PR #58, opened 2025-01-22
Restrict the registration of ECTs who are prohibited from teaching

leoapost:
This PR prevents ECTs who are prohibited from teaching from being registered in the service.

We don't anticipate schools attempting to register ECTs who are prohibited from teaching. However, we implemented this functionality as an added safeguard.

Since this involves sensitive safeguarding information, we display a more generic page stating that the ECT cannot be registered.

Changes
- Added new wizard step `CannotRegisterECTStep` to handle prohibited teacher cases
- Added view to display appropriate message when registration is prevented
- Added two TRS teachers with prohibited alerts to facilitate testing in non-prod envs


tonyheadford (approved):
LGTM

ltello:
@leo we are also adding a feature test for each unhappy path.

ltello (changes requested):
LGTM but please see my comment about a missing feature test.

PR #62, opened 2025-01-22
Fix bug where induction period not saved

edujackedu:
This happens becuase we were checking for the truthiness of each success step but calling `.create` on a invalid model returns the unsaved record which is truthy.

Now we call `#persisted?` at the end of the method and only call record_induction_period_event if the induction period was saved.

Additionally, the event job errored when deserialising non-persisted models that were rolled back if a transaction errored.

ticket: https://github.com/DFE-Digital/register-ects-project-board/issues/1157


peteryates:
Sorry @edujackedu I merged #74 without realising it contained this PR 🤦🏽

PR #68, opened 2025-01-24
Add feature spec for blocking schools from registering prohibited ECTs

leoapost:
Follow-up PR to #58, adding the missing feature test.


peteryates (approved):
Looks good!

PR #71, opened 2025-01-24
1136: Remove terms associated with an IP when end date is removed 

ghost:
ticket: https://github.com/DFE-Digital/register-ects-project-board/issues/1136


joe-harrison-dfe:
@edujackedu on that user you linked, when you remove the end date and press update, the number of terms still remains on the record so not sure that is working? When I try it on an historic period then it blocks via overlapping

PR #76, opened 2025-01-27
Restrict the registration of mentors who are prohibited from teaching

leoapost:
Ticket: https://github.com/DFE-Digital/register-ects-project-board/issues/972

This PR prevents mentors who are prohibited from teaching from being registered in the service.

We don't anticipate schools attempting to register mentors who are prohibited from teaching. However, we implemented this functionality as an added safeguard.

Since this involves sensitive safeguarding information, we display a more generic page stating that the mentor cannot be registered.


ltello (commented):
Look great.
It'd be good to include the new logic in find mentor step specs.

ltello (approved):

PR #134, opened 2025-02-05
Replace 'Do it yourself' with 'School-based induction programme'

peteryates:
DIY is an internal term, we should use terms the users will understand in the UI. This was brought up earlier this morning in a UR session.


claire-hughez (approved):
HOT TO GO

········

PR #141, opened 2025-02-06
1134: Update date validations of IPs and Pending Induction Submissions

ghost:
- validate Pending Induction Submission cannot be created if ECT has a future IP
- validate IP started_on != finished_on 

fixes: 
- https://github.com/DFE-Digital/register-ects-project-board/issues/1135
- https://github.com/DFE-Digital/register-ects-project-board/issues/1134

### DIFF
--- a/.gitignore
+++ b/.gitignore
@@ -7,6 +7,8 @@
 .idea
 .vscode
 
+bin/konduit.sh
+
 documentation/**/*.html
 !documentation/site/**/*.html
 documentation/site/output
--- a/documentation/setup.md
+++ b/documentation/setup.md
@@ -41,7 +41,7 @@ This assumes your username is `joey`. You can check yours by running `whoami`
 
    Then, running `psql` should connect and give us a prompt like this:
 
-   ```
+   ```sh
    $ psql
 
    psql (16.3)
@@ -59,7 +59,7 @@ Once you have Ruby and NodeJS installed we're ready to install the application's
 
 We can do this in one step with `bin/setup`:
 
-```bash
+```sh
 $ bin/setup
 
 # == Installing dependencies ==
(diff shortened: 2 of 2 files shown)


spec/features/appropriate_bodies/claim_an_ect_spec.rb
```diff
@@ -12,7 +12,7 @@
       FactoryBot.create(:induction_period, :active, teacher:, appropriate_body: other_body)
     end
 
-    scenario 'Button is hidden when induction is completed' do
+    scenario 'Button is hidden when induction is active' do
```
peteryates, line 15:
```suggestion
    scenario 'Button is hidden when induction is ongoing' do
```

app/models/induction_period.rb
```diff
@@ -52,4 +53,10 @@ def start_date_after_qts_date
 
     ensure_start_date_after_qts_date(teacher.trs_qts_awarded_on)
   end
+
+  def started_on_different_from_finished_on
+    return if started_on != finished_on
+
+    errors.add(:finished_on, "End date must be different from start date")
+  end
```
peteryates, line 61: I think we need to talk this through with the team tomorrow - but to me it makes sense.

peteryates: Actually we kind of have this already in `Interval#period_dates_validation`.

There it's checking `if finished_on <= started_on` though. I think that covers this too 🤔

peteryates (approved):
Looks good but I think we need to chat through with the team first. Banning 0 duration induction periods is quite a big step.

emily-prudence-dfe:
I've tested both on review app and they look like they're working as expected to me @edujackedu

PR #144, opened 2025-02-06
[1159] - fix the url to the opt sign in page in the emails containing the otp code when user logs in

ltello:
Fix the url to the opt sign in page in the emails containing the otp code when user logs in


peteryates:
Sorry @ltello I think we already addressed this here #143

········

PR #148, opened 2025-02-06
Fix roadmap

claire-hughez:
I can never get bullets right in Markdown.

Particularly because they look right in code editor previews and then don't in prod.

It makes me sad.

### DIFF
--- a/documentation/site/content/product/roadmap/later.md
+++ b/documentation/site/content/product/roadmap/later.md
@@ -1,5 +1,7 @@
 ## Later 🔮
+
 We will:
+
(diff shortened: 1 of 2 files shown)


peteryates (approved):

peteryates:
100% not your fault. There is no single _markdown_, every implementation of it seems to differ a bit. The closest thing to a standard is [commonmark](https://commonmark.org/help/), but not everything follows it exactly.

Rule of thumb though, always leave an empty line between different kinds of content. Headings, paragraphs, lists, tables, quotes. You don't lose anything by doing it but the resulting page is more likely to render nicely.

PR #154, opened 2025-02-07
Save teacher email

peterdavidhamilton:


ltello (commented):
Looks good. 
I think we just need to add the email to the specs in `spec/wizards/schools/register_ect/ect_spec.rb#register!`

········

How to complete this task:
Lines with "safeguarding": return each one from the data above.

Exercise answer:
Since this involves sensitive safeguarding information, we display a more generic page stating that the ECT cannot be registered.
Since this involves sensitive safeguarding information, we display a more generic page stating that the mentor cannot be registered.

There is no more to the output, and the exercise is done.